**Exercise aim**
Repeat each record below exactly as it is written.

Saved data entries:
============================================================

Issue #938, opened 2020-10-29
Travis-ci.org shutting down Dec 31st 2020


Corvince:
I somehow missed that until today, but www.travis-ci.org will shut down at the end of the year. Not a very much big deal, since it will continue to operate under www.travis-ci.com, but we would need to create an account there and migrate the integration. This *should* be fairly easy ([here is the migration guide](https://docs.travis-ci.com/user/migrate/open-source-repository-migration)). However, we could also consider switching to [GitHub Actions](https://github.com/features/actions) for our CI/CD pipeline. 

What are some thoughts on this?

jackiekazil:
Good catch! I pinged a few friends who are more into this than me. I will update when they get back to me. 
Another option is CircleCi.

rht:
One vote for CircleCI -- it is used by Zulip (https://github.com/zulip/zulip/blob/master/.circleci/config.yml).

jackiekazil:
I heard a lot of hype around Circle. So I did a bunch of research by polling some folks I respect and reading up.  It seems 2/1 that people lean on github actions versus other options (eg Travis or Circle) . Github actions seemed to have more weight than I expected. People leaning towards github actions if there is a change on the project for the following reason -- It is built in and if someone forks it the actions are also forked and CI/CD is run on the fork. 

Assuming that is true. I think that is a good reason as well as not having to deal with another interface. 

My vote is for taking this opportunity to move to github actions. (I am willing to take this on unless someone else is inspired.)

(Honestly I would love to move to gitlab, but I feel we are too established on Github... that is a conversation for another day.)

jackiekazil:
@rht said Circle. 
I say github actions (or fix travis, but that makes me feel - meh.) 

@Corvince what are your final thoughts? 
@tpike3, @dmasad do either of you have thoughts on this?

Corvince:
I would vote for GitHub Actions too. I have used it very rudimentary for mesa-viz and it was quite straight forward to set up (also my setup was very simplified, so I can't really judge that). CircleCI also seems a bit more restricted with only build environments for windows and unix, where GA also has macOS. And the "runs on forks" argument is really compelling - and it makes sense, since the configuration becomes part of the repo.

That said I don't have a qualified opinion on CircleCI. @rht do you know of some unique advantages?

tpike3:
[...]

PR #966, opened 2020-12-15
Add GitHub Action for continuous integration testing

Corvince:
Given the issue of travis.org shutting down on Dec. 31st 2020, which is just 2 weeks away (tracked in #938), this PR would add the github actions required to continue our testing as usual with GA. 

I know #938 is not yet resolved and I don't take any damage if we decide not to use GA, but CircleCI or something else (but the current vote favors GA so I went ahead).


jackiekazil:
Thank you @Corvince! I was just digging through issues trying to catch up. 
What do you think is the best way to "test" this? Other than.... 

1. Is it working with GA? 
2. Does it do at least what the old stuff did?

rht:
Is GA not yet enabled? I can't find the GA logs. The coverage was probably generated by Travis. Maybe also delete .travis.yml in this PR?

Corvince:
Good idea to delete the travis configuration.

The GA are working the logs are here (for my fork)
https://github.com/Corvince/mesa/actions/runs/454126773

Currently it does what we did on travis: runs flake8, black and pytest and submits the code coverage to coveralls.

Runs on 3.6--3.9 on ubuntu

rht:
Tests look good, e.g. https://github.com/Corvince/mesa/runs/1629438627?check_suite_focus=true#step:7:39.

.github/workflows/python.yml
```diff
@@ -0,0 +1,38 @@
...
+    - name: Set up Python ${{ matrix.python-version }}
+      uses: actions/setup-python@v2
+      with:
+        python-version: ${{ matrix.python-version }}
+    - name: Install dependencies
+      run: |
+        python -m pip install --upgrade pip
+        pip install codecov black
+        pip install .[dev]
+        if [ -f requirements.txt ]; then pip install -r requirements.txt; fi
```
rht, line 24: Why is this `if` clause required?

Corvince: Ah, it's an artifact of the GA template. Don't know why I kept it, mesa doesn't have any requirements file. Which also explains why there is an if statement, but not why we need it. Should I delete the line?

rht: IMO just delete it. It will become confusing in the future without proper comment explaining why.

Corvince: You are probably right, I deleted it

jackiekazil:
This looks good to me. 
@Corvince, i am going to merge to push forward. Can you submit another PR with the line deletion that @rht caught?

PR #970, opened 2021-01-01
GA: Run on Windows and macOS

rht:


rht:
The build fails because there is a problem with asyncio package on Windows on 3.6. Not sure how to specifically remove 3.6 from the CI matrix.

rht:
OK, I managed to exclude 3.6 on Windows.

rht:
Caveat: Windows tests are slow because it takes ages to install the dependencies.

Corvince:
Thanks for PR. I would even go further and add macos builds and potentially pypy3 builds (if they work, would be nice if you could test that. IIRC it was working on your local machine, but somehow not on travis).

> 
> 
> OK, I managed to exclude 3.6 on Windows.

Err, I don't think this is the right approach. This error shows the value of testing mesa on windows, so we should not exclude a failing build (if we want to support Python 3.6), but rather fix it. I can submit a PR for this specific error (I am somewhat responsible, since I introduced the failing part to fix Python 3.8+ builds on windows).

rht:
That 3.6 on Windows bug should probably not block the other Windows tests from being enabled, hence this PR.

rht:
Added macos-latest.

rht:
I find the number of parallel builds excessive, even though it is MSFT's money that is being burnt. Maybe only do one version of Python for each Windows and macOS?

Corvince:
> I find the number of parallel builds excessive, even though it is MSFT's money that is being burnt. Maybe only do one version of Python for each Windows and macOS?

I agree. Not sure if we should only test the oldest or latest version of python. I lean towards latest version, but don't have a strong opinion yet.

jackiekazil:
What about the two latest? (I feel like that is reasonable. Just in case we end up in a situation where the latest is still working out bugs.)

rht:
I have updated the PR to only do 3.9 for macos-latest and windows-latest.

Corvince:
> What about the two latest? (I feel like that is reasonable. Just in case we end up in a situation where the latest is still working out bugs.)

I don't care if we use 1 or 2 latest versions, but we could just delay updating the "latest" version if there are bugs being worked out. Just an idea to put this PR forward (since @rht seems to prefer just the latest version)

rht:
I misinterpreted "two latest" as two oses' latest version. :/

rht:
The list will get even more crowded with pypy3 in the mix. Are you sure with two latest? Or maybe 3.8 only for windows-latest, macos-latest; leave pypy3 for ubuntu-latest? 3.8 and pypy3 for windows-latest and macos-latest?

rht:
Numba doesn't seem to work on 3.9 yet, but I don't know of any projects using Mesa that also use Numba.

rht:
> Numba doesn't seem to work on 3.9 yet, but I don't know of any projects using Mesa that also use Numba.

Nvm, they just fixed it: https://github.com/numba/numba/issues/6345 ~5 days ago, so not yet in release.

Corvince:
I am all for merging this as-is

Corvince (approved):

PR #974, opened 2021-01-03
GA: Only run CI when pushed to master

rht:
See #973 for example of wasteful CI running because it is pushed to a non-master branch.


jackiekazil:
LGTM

============================================================

**Response area**
Issue #938, opened 2020-10-29
Travis-ci.org shutting down Dec 31st 2020


Corvince:
I somehow missed that until today, but www.travis-ci.org will shut down at the end of the year. Not a very much big deal, since it will continue to operate under www.travis-ci.com, but we would need to create an account there and migrate the integration. This *should* be fairly easy ([here is the migration guide](https://docs.travis-ci.com/user/migrate/open-source-repository-migration)). However, we could also consider switching to [GitHub Actions](https://github.com/features/actions) for our CI/CD pipeline. 

What are some thoughts on this?

jackiekazil:
Good catch! I pinged a few friends who are more into this than me. I will update when they get back to me. 
Another option is CircleCi.

rht:
One vote for CircleCI -- it is used by Zulip (https://github.com/zulip/zulip/blob/master/.circleci/config.yml).

jackiekazil:
I heard a lot of hype around Circle. So I did a bunch of research by polling some folks I respect and reading up.  It seems 2/1 that people lean on github actions versus other options (eg Travis or Circle) . Github actions seemed to have more weight than I expected. People leaning towards github actions if there is a change on the project for the following reason -- It is built in and if someone forks it the actions are also forked and CI/CD is run on the fork. 

Assuming that is true. I think that is a good reason as well as not having to deal with another interface. 

My vote is for taking this opportunity to move to github actions. (I am willing to take this on unless someone else is inspired.)

(Honestly I would love to move to gitlab, but I feel we are too established on Github... that is a conversation for another day.)

jackiekazil:
@rht said Circle. 
I say github actions (or fix travis, but that makes me feel - meh.) 

@Corvince what are your final thoughts? 
@tpike3, @dmasad do either of you have thoughts on this?

Corvince:
I would vote for GitHub Actions too. I have used it very rudimentary for mesa-viz and it was quite straight forward to set up (also my setup was very simplified, so I can't really judge that). CircleCI also seems a bit more restricted with only build environments for windows and unix, where GA also has macOS. And the "runs on forks" argument is really compelling - and it makes sense, since the configuration becomes part of the repo.

That said I don't have a qualified opinion on CircleCI. @rht do you know of some unique advantages?

tpike3:
[...]

PR #966, opened 2020-12-15
Add GitHub Action for continuous integration testing

Corvince:
Given the issue of travis.org shutting down on Dec. 31st 2020, which is just 2 weeks away (tracked in #938), this PR would add the github actions required to continue our testing as usual with GA. 

I know #938 is not yet resolved and I don't take any damage if we decide not to use GA, but CircleCI or something else (but the current vote favors GA so I went ahead).


jackiekazil:
Thank you @Corvince! I was just digging through issues trying to catch up. 
What do you think is the best way to "test" this? Other than.... 

1. Is it working with GA? 
2. Does it do at least what the old stuff did?

rht:
Is GA not yet enabled? I can't find the GA logs. The coverage was probably generated by Travis. Maybe also delete .travis.yml in this PR?

Corvince:
Good idea to delete the travis configuration.

The GA are working the logs are here (for my fork)
https://github.com/Corvince/mesa/actions/runs/454126773

Currently it does what we did on travis: runs flake8, black and pytest and submits the code coverage to coveralls.

Runs on 3.6--3.9 on ubuntu

rht:
Tests look good, e.g. https://github.com/Corvince/mesa/runs/1629438627?check_suite_focus=true#step:7:39.

.github/workflows/python.yml
```diff
@@ -0,0 +1,38 @@
...
+    - name: Set up Python ${{ matrix.python-version }}
+      uses: actions/setup-python@v2
+      with:
+        python-version: ${{ matrix.python-version }}
+    - name: Install dependencies
+      run: |
+        python -m pip install --upgrade pip
+        pip install codecov black
+        pip install .[dev]
+        if [ -f requirements.txt ]; then pip install -r requirements.txt; fi
```
rht, line 24: Why is this `if` clause required?

Corvince: Ah, it's an artifact of the GA template. Don't know why I kept it, mesa doesn't have any requirements file. Which also explains why there is an if statement, but not why we need it. Should I delete the line?

rht: IMO just delete it. It will become confusing in the future without proper comment explaining why.

Corvince: You are probably right, I deleted it

jackiekazil:
This looks good to me. 
@Corvince, i am going to merge to push forward. Can you submit another PR with the line deletion that @rht caught?

PR #970, opened 2021-01-01
GA: Run on Windows and macOS

rht:


rht:
The build fails because there is a problem with asyncio package on Windows on 3.6. Not sure how to specifically remove 3.6 from the CI matrix.

rht:
OK, I managed to exclude 3.6 on Windows.

rht:
Caveat: Windows tests are slow because it takes ages to install the dependencies.

Corvince:
Thanks for PR. I would even go further and add macos builds and potentially pypy3 builds (if they work, would be nice if you could test that. IIRC it was working on your local machine, but somehow not on travis).

> 
> 
> OK, I managed to exclude 3.6 on Windows.

Err, I don't think this is the right approach. This error shows the value of testing mesa on windows, so we should not exclude a failing build (if we want to support Python 3.6), but rather fix it. I can submit a PR for this specific error (I am somewhat responsible, since I introduced the failing part to fix Python 3.8+ builds on windows).

rht:
That 3.6 on Windows bug should probably not block the other Windows tests from being enabled, hence this PR.

rht:
Added macos-latest.

rht:
I find the number of parallel builds excessive, even though it is MSFT's money that is being burnt. Maybe only do one version of Python for each Windows and macOS?

Corvince:
> I find the number of parallel builds excessive, even though it is MSFT's money that is being burnt. Maybe only do one version of Python for each Windows and macOS?

I agree. Not sure if we should only test the oldest or latest version of python. I lean towards latest version, but don't have a strong opinion yet.

jackiekazil:
What about the two latest? (I feel like that is reasonable. Just in case we end up in a situation where the latest is still working out bugs.)

rht:
I have updated the PR to only do 3.9 for macos-latest and windows-latest.

Corvince:
> What about the two latest? (I feel like that is reasonable. Just in case we end up in a situation where the latest is still working out bugs.)

I don't care if we use 1 or 2 latest versions, but we could just delay updating the "latest" version if there are bugs being worked out. Just an idea to put this PR forward (since @rht seems to prefer just the latest version)

rht:
I misinterpreted "two latest" as two oses' latest version. :/

rht:
The list will get even more crowded with pypy3 in the mix. Are you sure with two latest? Or maybe 3.8 only for windows-latest, macos-latest; leave pypy3 for ubuntu-latest? 3.8 and pypy3 for windows-latest and macos-latest?

rht:
Numba doesn't seem to work on 3.9 yet, but I don't know of any projects using Mesa that also use Numba.

rht:
> Numba doesn't seem to work on 3.9 yet, but I don't know of any projects using Mesa that also use Numba.

Nvm, they just fixed it: https://github.com/numba/numba/issues/6345 ~5 days ago, so not yet in release.

Corvince:
I am all for merging this as-is

Corvince (approved):

PR #974, opened 2021-01-03
GA: Only run CI when pushed to master

rht:
See #973 for example of wasteful CI running because it is pushed to a non-master branch.


jackiekazil:
LGTM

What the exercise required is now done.